My mother was diagnosed with breast cancer when I was 17. She endured several rounds of chemotherapy and finally had a masectomy. She survived in good health and spirits for 9 years afterwards.
When the cancer returned, she kept it from all of us and quietly went to the doctor on her own. She kept it from everyone, even my father until it was no longer possible to do so. The cancerous cells had returned beneath the scar tissue of her masectomy and had begun attacking her lung. She battled the disease for a year. She swore my father to secrecy until there was no other choice but to face the inevitable. The cancer had metastisized and was slowly moving through her body and was particularly aggressive with her liver. In the end, it was liver failure that killed her.
She chose to die in her bed at home rather than spend her last days at the hospital. She was surrounded by her children and her husband and had said good bye to her own brother and sisters just hours before she passed.
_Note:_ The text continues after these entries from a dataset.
PR #282, opened 2025-08-22
streamlining H2O modules, templates, and adding sample weight

vishpillai123:
This is a huge PR (I'm sorry in advance).

Updates:
- Sample weight: Looks like we do need sample weight column in order to trigger sample weight during training (balance classes basically does nothing lol). So, I added this back in and then ensured that when we grab features from the model that we filter out this column. For whatever reason, H2O includes `weights_column` in the features even though it's not technically a feature.
- Inference: Added background data sampling to templates.
- Model Registration: In order for us to register models , Unity catalog requires a model signature, `conda.yaml`, and `requirements.txt`. I created a super lightweight version of this so that can register H2O models in UC.
- Imputation: Ensured that excluded columns from fit (student_id, target) are not filtered out during transform, so that we don't have to deattach and re-attach. It leaves those columns untouched and only imputes columns that were part of the sklearn imputer fit.
- Configs: Added H2O separate project configs, unit tests, etc. The configs are basically the same honestly... "log_loss" is just referred to as "logloss" within H2O. I removed sklearn framework and added a background_data_sample. 
- Model Cards: Added H2O separate model cards.

Other smaller updates:
- Added a `_to_pandas(..)` conversion function which uses multi-threading to convert H2OFrame into a pandas Dataframe.
- Added a `_to_h2o(..)` conversion function that converts pandas to h2o but also (more importantly) corrects data types post h2o conversion. H2O will sometimes infer dtypes incorrectly (for example it converts program of study term which is usually "1345.0" as an int, so we have to revert it back to enum which is a category type in h2o). We use the original dataframe to know how to correct dtypes. 
- Basically, we're abstracting any pandas -> h2o or h2o -> pandas away from the user, which makes things streamlined and standardized. We also log everything, which will also help in data drift scenarios.
- Added ability to exclude classifiers such as XGBoost or GBM from training (this is for backward compatibility with our older schools).
- Created an H2O `model_comparison.png` plot. Databricks AutoML creates this in the backend, and we use it for model cards so I had to create an H2O version.


vishpillai123:
hi @kaylawilding, this is ready for review! Let me know if you have any questions.

pipelines/custom/institution_id/h2o/config-TEMPLATE.toml
```diff
@@ -0,0 +1,121 @@
...
+predict_table_path = "CATALOG.INST_ID_silver.DATASET_NAME_preprocessed_inference"
+
+[datasets.silver.course]
+train_table_path = "CATALOG.INST_ID_silver.DATASET_NAME_course_train"
+predict_table_path = "CATALOG.INST_ID_silver.DATASET_NAME_course_inference"
+
+[datasets.silver.semester]
+train_table_path = "CATALOG.INST_ID_silver.DATASET_NAME_semester_train"
+predict_table_path = "CATALOG.INST_ID_silver.DATASET_NAME_semester_inference"
+
```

Aftterwards, my Father shared the details of her last visit to the doctor. The doctor came out and told her along with my father that the cancer had metastisized and was inoperable. Additional chemo wouldn't significantly increase her life expectancy and would dramatically reduce the quality of her last days. Basically, he told them that there was nothing more to be done. My mother's response to this was so typical of her spirit. She told the doctor to schedule another round of tests and smiled at him and said she had a really good feeling and was still fighting and just wanted to give it one more shot.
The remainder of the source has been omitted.